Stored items

BEGIN

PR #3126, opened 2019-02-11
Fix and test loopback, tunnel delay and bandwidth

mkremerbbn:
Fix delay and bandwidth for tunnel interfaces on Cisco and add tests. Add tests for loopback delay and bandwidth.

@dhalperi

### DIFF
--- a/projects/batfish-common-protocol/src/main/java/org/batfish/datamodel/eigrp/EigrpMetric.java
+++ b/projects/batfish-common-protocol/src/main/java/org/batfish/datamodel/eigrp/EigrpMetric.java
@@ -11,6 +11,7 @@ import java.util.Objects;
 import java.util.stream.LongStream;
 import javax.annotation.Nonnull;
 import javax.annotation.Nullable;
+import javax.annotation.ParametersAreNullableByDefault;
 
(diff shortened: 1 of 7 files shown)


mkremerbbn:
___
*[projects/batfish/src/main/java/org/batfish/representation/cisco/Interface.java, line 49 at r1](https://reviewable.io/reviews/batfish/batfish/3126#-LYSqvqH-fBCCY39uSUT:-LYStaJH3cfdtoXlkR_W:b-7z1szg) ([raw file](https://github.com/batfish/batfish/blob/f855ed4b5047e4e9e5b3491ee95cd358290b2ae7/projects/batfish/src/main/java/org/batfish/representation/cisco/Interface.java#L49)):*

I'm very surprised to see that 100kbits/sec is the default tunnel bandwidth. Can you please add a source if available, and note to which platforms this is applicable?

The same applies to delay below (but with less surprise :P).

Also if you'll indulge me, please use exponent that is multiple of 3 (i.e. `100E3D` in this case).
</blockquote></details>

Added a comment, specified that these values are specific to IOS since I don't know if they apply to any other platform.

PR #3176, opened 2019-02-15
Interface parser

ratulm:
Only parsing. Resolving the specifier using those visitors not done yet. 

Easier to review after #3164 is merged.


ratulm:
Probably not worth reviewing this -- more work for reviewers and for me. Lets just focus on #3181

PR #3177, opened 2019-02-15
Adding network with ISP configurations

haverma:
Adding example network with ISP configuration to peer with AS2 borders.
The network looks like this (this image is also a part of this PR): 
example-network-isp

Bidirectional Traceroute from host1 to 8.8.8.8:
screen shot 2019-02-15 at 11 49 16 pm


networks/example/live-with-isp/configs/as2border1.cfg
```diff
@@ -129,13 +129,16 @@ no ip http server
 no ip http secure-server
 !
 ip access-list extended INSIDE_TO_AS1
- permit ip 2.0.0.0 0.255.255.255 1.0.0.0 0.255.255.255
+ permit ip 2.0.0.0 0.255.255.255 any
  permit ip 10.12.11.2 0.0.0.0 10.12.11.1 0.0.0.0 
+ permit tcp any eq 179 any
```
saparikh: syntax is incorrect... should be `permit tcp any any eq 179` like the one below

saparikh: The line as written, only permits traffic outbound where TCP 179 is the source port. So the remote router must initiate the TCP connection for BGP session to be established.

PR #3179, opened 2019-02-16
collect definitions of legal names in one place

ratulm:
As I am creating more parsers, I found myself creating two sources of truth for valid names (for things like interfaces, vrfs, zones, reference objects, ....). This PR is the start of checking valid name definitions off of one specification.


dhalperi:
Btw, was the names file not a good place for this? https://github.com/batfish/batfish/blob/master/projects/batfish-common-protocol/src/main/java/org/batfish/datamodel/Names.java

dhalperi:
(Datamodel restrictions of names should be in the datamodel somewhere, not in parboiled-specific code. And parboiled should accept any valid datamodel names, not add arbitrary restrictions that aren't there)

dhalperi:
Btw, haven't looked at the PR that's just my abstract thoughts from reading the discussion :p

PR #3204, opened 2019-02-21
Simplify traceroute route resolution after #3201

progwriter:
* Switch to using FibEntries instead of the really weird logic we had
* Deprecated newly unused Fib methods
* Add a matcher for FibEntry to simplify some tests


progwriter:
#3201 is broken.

END

Among the lines above, find those containing the word "tests" and copy each.

Fix delay and bandwidth for tunnel interfaces on Cisco and add tests. Add tests for loopback delay and bandwidth.
* Add a matcher for FibEntry to simplify some tests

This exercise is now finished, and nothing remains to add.